Take the Oursin, for example. I mentioned its titanium case, adorned with gold beads. To me, the contrast between the lightweight modernity of titanium and the richness of gold is a contemporary reinterpretation of the original, which was crafted entirely in gold. The connection to the past is clear, yet the new Oursin feels entirely distinct. Inspiration always has a foundation, but it evolves through personal interpretation.
I often jot down ideas—sometimes just a few words that come to me in the middle of the night—and later revisit them, weaving them into the brand’s heritage. That’s how we maintain the identity of Gérald Genta: by delving into the archives, absorbing their essence, and then reimagining them in a way that speaks to today’s world. The language remains the same, the style is consistent, but each design carries the unmistakable imprint of its time.
Have you ever considered seeking inspiration from Southeast Asia—or perhaps collaborating with a Vietnamese artist—for your future designs?
Southeast Asia holds vivid memories for me. I’ve travelled to Malaysia, Indonesia, Vietnam, Thailand, and many other places in the region. What strikes me most is the way it awakens the senses—the vivid colours, the distinctive scents, the deep connection to heritage and tradition.
In some ways, this feels both connected to and distant from Gérald Genta. He had strong Italian roots, and his style was deeply influenced by the South of France. His creations reflect that unmistakable southern European spirit. My role is to preserve that essence—to maintain the distinctly European, Italian, and southern French identity of the brand. But that doesn’t mean I dismiss the idea of exploring new inspirations. Perhaps one day, when I return to Vietnam, something will emerge from that experience. After all, the original Oursin design was born from a holiday Gérald Genta took in the South of France. For creative minds, travel always leaves an imprint. Whether consciously or unconsciously, I know that if I visit Vietnam again, I’ll return with ideas for new timepieces.

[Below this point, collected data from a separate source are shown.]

PR #31, opened 2019-11-24
Support devices with 2-bit PLLSRC fields

russellmcc:
This allows us to use a 72mhz sysclk on stm32f303.  In the current
version, this is artificially locked to 64mhz by the hal (since the hal will never change pwm sources).

I also think this fixes a bug where we would never actually use the hse as the pll source.

### DIFF
--- a/src/rcc.rs
+++ b/src/rcc.rs
@@ -342,9 +342,9 @@ impl CFGR {
         if let Some((pllmul_bits, pllsrc)) = pll_options {
             // enable PLL and wait for it to be ready
             rcc.cfgr
-                .write(|w| w.pllmul().bits(pllmul_bits).pllsrc().variant(pllsrc));
+                .modify(|_, w| w.pllmul().bits(pllmul_bits).pllsrc().variant(pllsrc));
 
-            rcc.cr.write(|w| w.pllon().set_bit());
+            rcc.cr.modify(|_, w| w.pllon().set_bit());
 
             while rcc.cr.read().pllrdy().bit_is_clear() {}
         }
--- a/src/rcc.rs
+++ b/src/rcc.rs
@@ -189,7 +189,12 @@ impl CFGR {
     }
 
     /// Returns a tuple of the (pllsrclk frequency, pllmul, and pllsrc).
-    #[cfg(not(any(feature = "stm32f302", feature = "stm32f303")))]
+    #[cfg(not(any(
+        feature = "stm32f302",
+        feature = "stm32f303xd",
+        feature = "stm32f303xe",
+        feature = "stm32f398"
+    )))]
     fn calc_pll(&self) -> (u32, u32, rcc::cfgr::PLLSRCW) {
         let pllsrcclk = self.hse.unwrap_or(HSI / 2);
         let pllmul = self.sysclk.unwrap_or(pllsrcclk) / pllsrcclk;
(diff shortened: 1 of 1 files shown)


dfrankland:
Hmmm, this seems to prevent USB from working properly. I tested using this example here:
https://github.com/dfrankland/proton-c/tree/master/examples/simple-keyboard

russellmcc:
Thanks for checking on this.  I'll try to check this out in the next couple days.

russellmcc:
I don't have a good test set-up for USB at the moment.  Could you help debug?  

Do you know if you're hitting asserts, or things appear to go through and then USB doesn't work?  I'm trying to narrow down the issue.

If you're not hitting asserts, could you try reverting the line

```
            rcc.cfgr
                .write(|w| w.pllmul().bits(pllmul_bits).pllsrc().variant(pllsrc));
```

to the previous

```
            rcc.cfgr.write(|w| w.pllmul().bits(pllmul_bits));
```

If that makes USB work again, that would be good info for me to go on.

dfrankland:
Yep, that was on the money. The new code adding `.pllsrc().variant(pllsrc)` would make the loop `while rcc.cr.read().hserdy().bit_is_clear() {}` never end. The old code still works.

Unfortunately, this works to set the clocks, but still prevents USB working properly.

russellmcc:
sorry, want to double check - do you mean the `while rcc.cr.read().pllrdy().bit_is_clear() {}` loop?  I don't see how the pll source could affect the `hserdry` flag since we set it after looping for `hserdy`.  Thanks for your time with this.

dfrankland:
Yeah, it's quite odd.

I pushed the debug logs I created to a branch here for inspection:
https://github.com/dfrankland/stm32f3xx-hal/blob/b2457a4d6c405310b67879cde7e3dfc6f005d45c/src/rcc.rs#L377-L379

Here's the logs I get:
```
[stm32f3xx-hal/src/rcc.rs:287] hclk <= 72_000_000 = true
[stm32f3xx-hal/src/rcc.rs:306] pclk1 <= 36_000_000 = true
[stm32f3xx-hal/src/rcc.rs:325] pclk2 <= 72_000_000 = true
[stm32f3xx-hal/src/rcc.rs:352] (&usb_ok, &usbpre, &usbclk_valid) = (
    true,
    true,
    true,
)
[stm32f3xx-hal/src/rcc.rs:356] "try to enable hse" = "try to enable hse"
[stm32f3xx-hal/src/rcc.rs:363] "start waiting on hserdy" = "start waiting on hserdy"
[stm32f3xx-hal/src/rcc.rs:365] "hserdy is... ready" = "hserdy is... ready"
[stm32f3xx-hal/src/rcc.rs:368] "try to enable PLL" = "try to enable PLL"
[stm32f3xx-hal/src/rcc.rs:377] "start waiting on pllrdy" = "start waiting on pllrdy"
```

This the call that invokes this code path:
https://github.com/dfrankland/proton-c/blob/14fe346b3219dd7e77b1c68b08f7bf65f6bc4573/examples/simple-keyboard/main.rs#L43-L49

dfrankland:
OH! I just noticed I made a typo :man_facepalming:. Yes, you are correct. I meant the `pllrdy` loop.

russellmcc:
Appreciate your help with this - looks like the issue was just an existing typo where we were overwriting the HSE configuration while setting the PLL configuration (`write` vs the intended `modify`).   This wasn't a problem before this PR because there was a secondary bug where we never used HSE as the PLL source, even if it was intended.  I also fixed some of the math with PLL multiplication.

Let me know if the latest changes work for you!  I was at least able to start up a pll based on the hse, but I still didn't test USB specifically.

dfrankland:
I was able to test that all device features compile and that USB works! :tada:

PR #32, opened 2019-11-24
Correct gpio alternate function tables

russellmcc:
The current ones don't take into account the differences between the
303xd variants and the 303xb variants.  It looks like the existing tables
came from the xb datasheets.  This means that when using the xd/xe
variants, some functionality is available that shouldn't be, and some
functionality is missing.


strom-und-spiele:
Before merging the pin config of the STM32F303x6/x8 should be added.

russellmcc:
I believe I've added the x6/x8 pin config.

One subtlety here is backwards compatibility, since previously selecting "stm32f303" would give you access to, e.g., the whole E port, but now you don't get access to it until you select a specific chip like "stm32f303xd" which has the E port.  I think this is okay since the E port doesn't work on all stm32f303 chips, but just wanted to mention it.

russellmcc:
FYI - still working on this.  Trying to make it so that the "stm32f303" feature gives you the lowest common denominator of stm32f303 devices, and the more specific features give you access to the AFs available on those chips

russellmcc:
Okay, I think I've got it, thanks for patience.  I had to add a bit of an unsightly argument to the gpio macro to _prevent_ certain ports being enabled for certain devices.  I guess the other way to handle this would be to make stm32f303xe not imply the stm32f303 feature, but that seems like a worse solution to me.  Happy to adjust if others have different opinions or can think of a better way to handle this that I missed.

dfrankland:
There's many variants, so I am sure there's no elegant way to handle this :sweat_smile: I've tested this out with a blinky and a USB example, additionally all features build just fine.

PR #3838, opened 2025-04-28
chore: set telemetry key

sklein12:
There will never be an env var, so this accidentally disabled telemetry. I set the env var so it wouldn't run in local dev, didn't think about it properly.


MrFlounder (approved):

src/telemetry.ts
```diff
@@ -24,18 +25,16 @@ export type TelemetryEvent = z.infer<typeof TelemetryEventSchema>;
...
 try {
-  const posthogKey = getEnvString('POSTHOG_KEY');
-  if (posthogKey) {
-    posthogClient = new PostHog(posthogKey, {
-      host: EVENTS_ENDPOINT,
-    });
-  }
+  posthogClient = new PostHog(POSTHOG_KEY, {
+    host: EVENTS_ENDPOINT,
+  });
```
faizanminhas: smart

src/telemetry.ts
```diff
@@ -24,18 +25,16 @@ export type TelemetryEvent = z.infer<typeof TelemetryEventSchema>;
...
 } catch {
   posthogClient = null;
 }
```
faizanminhas: can the posthog constructor even throw?

src/util/isLocalDev.ts
```diff
@@ -0,0 +1,28 @@
...
+      path.join(projectRoot, '.git'),
+    ];
+
+    // If any of these dev files exist, we're in the development environment
+    return devFileChecks.some((file) => fs.existsSync(file));
+  } catch {
+    // If there's any error in checking (e.g., permission issues), assume we're not in dev
+    return false;
+  }
+}
```
faizanminhas: What would `NODE_ENV` be for the `node_modules` or when running locally? I'm surprised you have to check for a git repo

src/telemetry.ts
```diff
@@ -96,7 +95,7 @@ export class Telemetry {
   }
 
   private sendEvent(eventName: TelemetryEventTypes, properties: EventProperties): void {
-    if (getEnvString('NODE_ENV') === 'test') {
```
mldangelo, line 99: please revert this

src/telemetry.ts
```diff
@@ -24,18 +25,16 @@ export type TelemetryEvent = z.infer<typeof TelemetryEventSchema>;
 export type TelemetryEventTypes = TelemetryEvent['event'];
 export type EventProperties = TelemetryEvent['properties'];
 
+export const POSTHOG_KEY = 'phc_E5n5uHnDo2eREJL1uqX1cIlbkoRby4yFWt3V94HqRRg';
```
mldangelo: do we definitely want to hardcode this or can we drop it in from an env variable at build time?

src/util/isLocalDev.ts
```diff
@@ -0,0 +1,28 @@
+import fs from 'fs';
+import path from 'path';
+
+export function isLocalDev(): boolean {
+  if (process.env.NODE_ENV === 'test') {
```
mldangelo: use getEnvString here

mldangelo (commented):
Please consider removing isLocalDev and passing in POSTHOG_KEY at build time. Would much rather do it that way.

sklein12:
@mldangelo how do you write a constant when doing a tsc build? Is there any secrets here or do I have to code gen a file?

sklein12:
@coderabbitai take a look plz

PR #3848, opened 2025-04-29
docs: updates to grading documentation

vsauter:


site/docs/red-team/troubleshooting/false-positives.md
```diff
@@ -1,31 +0,0 @@
----
```
mldangelo, line 1: Are you sure you want to get rid of this file?

mldangelo (commented):
Looks great, thank you!

site/docs/red-team/troubleshooting/false-positives.md
vsauter: It's replaced by the configuring grader FAQ, per Ian's rec. we can create a separate file if you want. WDYT?

vsauter: Stays within the troubleshooting section

mldangelo (dismissed):
Thanks!

mldangelo (approved):

PR #3859, opened 2025-05-01
chore(webui): mark dataset plugins in setup UI

mldangelo:


src/redteam/constants.ts
```diff
@@ -1082,14 +1093,9 @@ export const riskCategories: Record<string, Plugin[]> = {
     'harmful:unsafe-practices',
     'harmful:violent-crime',
     'harmful:weapons:ied',
-    'unsafebench',
```
typpo, line 1117: Do we need to create a new category so they show on the report?

PR #3862, opened 2025-05-01
chore: Respect Max text length for variable cells in results table

faizanminhas:
Previously, the entire value was shown, which wasn't using the maxtextlength property from the table.

## Summary by Sourcery

Chores:
- Updated rendering of table cell values to use TruncatedText component


faizanminhas:
@mldangelo Just verified that images are unaffected: 
Screenshot 2025-05-01 at 11 07 58 AM

audio is actually more bearable since currently we don't handle audio input correctly, hopefully fixed by my other PR #3864

PR #3864, opened 2025-05-01
feat: Display audio file variables in result table

faizanminhas:
When reading in `file://` for vars, it will also store the extension, and use that to set the mime type in order to play back audio and video vars correctly.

Above Oursin is a timepiece first introduced in 1994, where passion and creative freedom converge.

Above At the heart of the Gentissima Oursin is the GG-005 self-winding movement, based on the Zenith Elite calibre—a high-performance mechanism from the renowned Le Locle manufacture.
But returning to Gérald Genta (laughs), I’d love for our Vietnamese readers to gain a deeper understanding of this brand. It is revered by collectors for both its artistic expression and technical mastery. How do you balance these two elements in your designs?
No matter which movement a watch houses, my priority is always that it remains both beautiful and comfortable. That’s essential. And proportion is key. The thickness of the movement dictates the proportions of the design. If a movement is thick, the challenge is to create a sense of balance—ensuring the watch remains visually harmonious and refined.
Take the Oursin, for instance. On the back, the decorated rotor is a precise mirror image of the beaded detailing on the case. That connection between the movement and the external design is vital, especially when you have an open caseback that reveals the mechanism inside. For me, watch design is much like tailoring—finding the perfect fit, refining the proportions, and ensuring that every detail feels instinctively right. That is the essence of what I do.
Would you say a watchmaker needs to be both a designer and an engineer?
Absolutely. A watchmaker must grasp the fundamentals of mechanics and engineering. It’s essential to understand the nuances between different movements because this world is built on intricate mechanisms. You can’t design a watch that simply tells the time—hours and minutes—in the same way you would a minute repeater. The movement’s thickness determines how you “dress” it.
Personally, I take great satisfaction in ensuring that every watch is as comfortable as it is striking. The same applies to the new Oursin—wear it for a day, and I believe you’ll find it effortlessly comfortable. Boldness should come through in the design language, not in how the watch feels on the wrist. A timepiece should always sit smoothly and naturally.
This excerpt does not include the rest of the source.